NS Editorial: The Nuclear Case For Thorium

A Report on Thorium, the Newest of the Technology Metals, for 2009

 - By Jack Lifton -

I do not wish to condemn nor glorify the world’s oldest profession, but I note here that said profession has created an enduring capitalist business model, which is succinctly stated as “Why give away something you can sell?”  I was reminded of this adage when a colleague sent me the following link, http://www.bharatbook.com/Market-Research-Reports/Report-on-2009-World-Market-Forecasts-for-Imported-Thorium-Ores-and-Concentrates.html , for a report entitled” Report on 2009 World Market Forecasts for Imported Thorium Ores and Concentrates.”
Let me offer you the same information, and additional data, which I do not think the authors of the above report have, or have taken into account, for free.

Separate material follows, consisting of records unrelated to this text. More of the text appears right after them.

PR #1243, opened 2021-04-01
remove unneeded environments; setup cron jobs appropriately

peetucket:
## Why was this change made?

We can remove the environments we created to help the Profiles team with their Oracle upgrade.  All tasks shown in https://github.com/sul-dlss/operations-tasks/issues/2512  Ops is taking care of decommissioning the servers we no longer need (and for which the deploy targets are being removed).  

Namely:
- rename the `cap-dev-a` (new server) deploy target to `cap-dev` (note that while `cap-dev` server is being decommissioned, we will use DNS to point from `cap-dev` to `cap-dev-a` so we can continue to deploy/ssh into the same server name)
- remove `cap-uat` deploy target as it's no longer needed
- adjust the `qa` deploy target to point to the new server

HOLD until we get the green light from the profiles team.

We need to follow up this PR with documentation update tasks and shared_config changes shown in the Ops ticket: https://github.com/sul-dlss/operations-tasks/issues/2512


peetucket:
closed in favor of #1245

PR #47, opened 2018-10-17
PAR - Kevin Rabesaotra pas fini

knandraina:


starter-code/src/contact.js
```diff
@@ -0,0 +1,67 @@
...
+            contact: contacts.sort((a, b) => a.name > b.name)//Ne pas mettre de slice à cet endroit, sinon on bloque l'array à une certaine taille
+        })
+    }
+
+    sortByPopularity = () => {
+        this.setState({
+            contact: contacts.sort((a, b) => a.popularity > b.popularity)
+        })
+    }
+
```
lucamerzi: The logic is there but I have the impression that your SortByPopularity() is not working. Try doing something like this when sorting numbers:
```js
function compareNumbers(a, b) {
  return a - b;
}
```

starter-code/src/contact.js
```diff
@@ -0,0 +1,67 @@
...
+        this.setState({
+            clickCount: this.state.clickCount + 1
+        })
+    }
+    sortByName = () => {
+        this.setState({
+            contact: contacts.sort((a, b) => a.name > b.name)//Ne pas mettre de slice à cet endroit, sinon on bloque l'array à une certaine taille
+        })
+    }
+
```
lucamerzi: When sorting alphabetically you have to return a negative number to keep the same order and a positive one to invert it (see example below). Also, don't forget to uppercase or lowercase, in case two elements start by the same letter and sort needs to look at the second item:
```js
// sort by name
items.sort(function(a, b) {
  var nameA = a.name.toUpperCase(); // ignore upper and lowercase
  var nameB = b.name.toUpperCase(); // ignore upper and lowercase
  if (nameA < nameB) {
    return -1;
  }
  if (nameA > nameB) {
    return 1;
  }

  // names must be equal
  return 0;
});
```

starter-code/src/contact.js
```diff
@@ -0,0 +1,67 @@
...
+    sortByPopularity = () => {
+        this.setState({
+            contact: contacts.sort((a, b) => a.popularity > b.popularity)
+        })
+    }
+
+    deleteSelectedElement = (movieIndex) => {
```
lucamerzi: good logic 😎👍 !

ta-webpt-par:
Well done overall, just make sure you revise your sorting methods 😉 : https://developer.mozilla.org/en-US/docs/Web/JavaScript/Reference/Global_Objects/Array/sort

PR #167, opened 2019-02-20
Paris:Poeli

pbojork:
I think I forgot all of module 1 :/


starter-code/src/components/Ironcontacts.js
```diff
@@ -0,0 +1,62 @@
...
+    // update the array
+    const contact = this.state.contactsArray;
+    contact.push(newContact);
+
+    // setState() to tell React to changen the DOM);
+    this.setState({ contactsArray: contact });
+  }
+
+  randomContact() {
+    const randomIndex = Math.floor(Math.random() * contactsArray.length);
```
ta-web-paris: Here you're using again the contactsArray from your constructor so you have to write it with `this.state` like this : 
```
const randomIndex = Math.floor(Math.random() * this.state.contactsArray.length);
this.addContact(this.state.contactsArray[randomIndex]);
```

ta-web-paris:
Continue to work hard Poeli :)
If you can I encourage you to go to the reinforcement of tonight (which is on this lab) :)
It'll cover the stuffs we need on the module 1 too, so you'll find it really useful.
Otherwise the correction will be available at the end of the week and the code of Abi's reinforcement will be available tomorrow, try to spend time on it and try to finish it by yourself :)

PR #180, opened 2019-02-24
[WEBPT-PARIS] Done. 

mernri:
@ta-web-paris 
Hello 👋
I display the 5 first artists in a table, but it looks like the picture, the name and the popularity of each artist are in the same column. 

**EDIT :**  The problem is fixed. the reason behind it was that i was enclosing the < tr > tag in a < div >. So i just had to remove the div.


ta-webpt-par:
Great job !

PR #202, opened 2019-03-04
FTWD MIA Cam Chromiak/ Matt Keil

cameron-chromiak:
finished


ta-web-mia:
Good job! The only small thing that I feel should be fixed is that your sorting algorithm for popularity is sorting the lowest popularity to the top, rather than the highest. To remedy this, simply switch the lines of code on lines 38 and 41 of the App.js like so:

image

Overall your app satisfies every requirement, and you've done a good job implementing all of the functions. Keep up the good work 👍

PR #204, opened 2019-03-04
FTWD Miami Jan 2019

MikeTroianello:
iterations 1 and 2 finished


ta-web-mia:
So far so good! Although the directions recommend that you implement a sorting algorithm both alphabetically and by popularity, the delete button is actually a lot more straightforward. All it requires you to do is to splice a celebrity at a given index. You're on the right track with all of this, keep it up 👍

ThoriumThe USGS has just released its commodity minerals summary for thorium for 2009. This can be found on the Internet at http://minerals.usgs.gov/minerals/pubs/commodity/thorium/mcs-2009-thori.pdf.  A more detailed USGS discussion of thorium market fundamentals and end-uses can be found in the USGS’s “2007 Minerals Yearbook Thorium [Advance Release]” on the Internet at http://minerals.usgs.gov/minerals/pubs/commodity/thorium/myb1-2007-thori.pdf. Although this last article is dated 2007 it was released in late 2008 and is an analysis based on information gathered by the very conservative and through USGS throughout most of 2008.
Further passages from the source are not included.